Aircraft fuel costs in the second quarter increased 72.3% year-over-year to $135.5 million and represented 29.1% of operating expenses (34.3% of operating expenses excluding lease termination expense). Hawaiian’s average cost per gallon of jet fuel increased 45.9% year-over-year to $3.34 (including taxes and delivery).


The report of financial results for the second quarter also included the following other activities for that period:

  • Launched daily nonstop service between Honolulu and Osaka, Japan to Kansai International Airport on July 12, 2011; its third new route to Asia in eight months.
  • Purchased its existing fleet of 15 Boeing 717-200 aircraft through a refinancing transaction.

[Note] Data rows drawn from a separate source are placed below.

PR #1123, opened 2026-08-18
chore: Fix multiple warnings that were language version dependent

fuzzybinary:
### What and why?

Fixed multiple analysis infos that required an update to Dart 3.8+. Some of these were older but we're getting to them now with the Dart 3.10 upgrade.

### Review checklist

### DIFF
--- a/tools/ci/bin/desktop_integration_tests.dart
+++ b/tools/ci/bin/desktop_integration_tests.dart
@@ -31,7 +31,7 @@ String currentDevice() {
 // lib/integration_scenarios/scenario_runner.dart.
 const _dataStorageService = 'com.datadoghq.flutter.integration';
 
-const _appExecutableName = 'datadog_integration_test_app';
+final packageName = Platform.environment['MELOS_PACKAGE_NAME'] ?? 'desktop';
 
 // Mirrors DesktopPlatform._storagePath in datadog_flutter_plugin_desktop.
 Directory _dataStorageDirectory() {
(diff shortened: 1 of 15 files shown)


kikoveiga (dismissed):

barboraplasovska (dismissed):
LGTM

fuzzybinary:
@kikoveiga Can I get a re-review on this? It now adds a build step to check that FFI is up to date before running builds. This is to prevent issues in integration testing we were seeing as part of this PR.

tools/ci/bin/desktop_integration_tests.dart
```diff
@@ -31,6 +31,8 @@ String currentDevice() {
 // lib/integration_scenarios/scenario_runner.dart.
 const _dataStorageService = 'com.datadoghq.flutter.integration';
 
+const _appExecutableName = 'datadog_integration_test_app';
```
kikoveiga: Where did we end up using this string?

kikoveiga (dismissed):

tools/ci/bin/desktop_integration_tests.dart
fuzzybinary: Sorry, from a previous implementation. I'll remove it.

fuzzybinary: Fixed and added back in the `tojunit` support that we removed for debugging purposes (and the retries that should no longer be necessary).

tools/ci/bin/desktop_integration_tests.dart
```diff
@@ -155,19 +197,25 @@ Future<int> _runTestWithJunit(List<String> args, String outputFile) async {
...
   // If tojunit exits early (e.g. it can't parse the test output) it closes its
   // stdin, and writing to it after that throws - swallow that here so a tojunit
   // failure can never mask the real flutter test exit code below.
   final pipeDone = testProcess.stdout
       .pipe(tojunitProcess.stdin)
       .catchError((_) {});
+  testProcess.stderr
+      .transform(utf8.decoder)
+      .transform(const LineSplitter())
+      .listen((line) => print('[${_timestamp()}] $line'));
```
kikoveiga: This is duplicated above, and I believe the reason why integration tests are failing:

> Bad state: Stream has already been listened to.

tools/ci/bin/verify_ffi_bindings.dart
```diff
@@ -0,0 +1,209 @@
...
+    '--no-pager',
+    'diff',
+    '--no-index',
+    '--',
+    backup.path,
+    bindings.path,
+  ], workingDirectory: root);
+  print(diff.stdout);
+
+  if (args.contains('--write')) {
```
kikoveiga, line 191: If this succeeds, should we return success immediately?

tools/ci/bin/desktop_integration_tests.dart
fuzzybinary: That'll teach me to try to do this quickly 😅

tools/ci/bin/verify_ffi_bindings.dart
fuzzybinary: If the generation succeeds and there's no mismatch, we exit immediately. If there is a mismatch and `--write` is set than we write out the diff and then exit with an error code.

I think this is set up correctly.

kikoveiga (approved):

tools/ci/bin/verify_ffi_bindings.dart
kikoveiga: I meant this mistmatch fixed by `--write` path, not the main branch with `if (after == before)` above.

fuzzybinary: Ah -- no even it `--write` succeeds, the tool is still emits a failure code, not success. The error code tells us that there's a mismatch. `--write` is just a convenience to leave the newly regenerated code in place.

  • Announced expansion of Hawaiian’s inter-island service between Honolulu and Kahului, Lihue, Hilo and Kona during peak travel periods through the addition of 3 Boeing 717-200 aircraft to the fleet in September, October and November 2011 through lease agreements.
  • Added a fourth Airbus A330-200 aircraft to the fleet in April 2011.
  • Increased capacity on Hawaiian’s daily non-stop route to Tokyo’s Haneda Airport with the transition from its 264-seat Boeing 767-300 aircraft to the 294-seat Airbus A330-200 aircraft in July 2011.
  • Appointed Tom Wessner as Vice President of Strategic Procurement and Andrew Watterson as Vice President of Planning and Revenue Management. Shannon Okinaka was promoted to Vice President – Controller.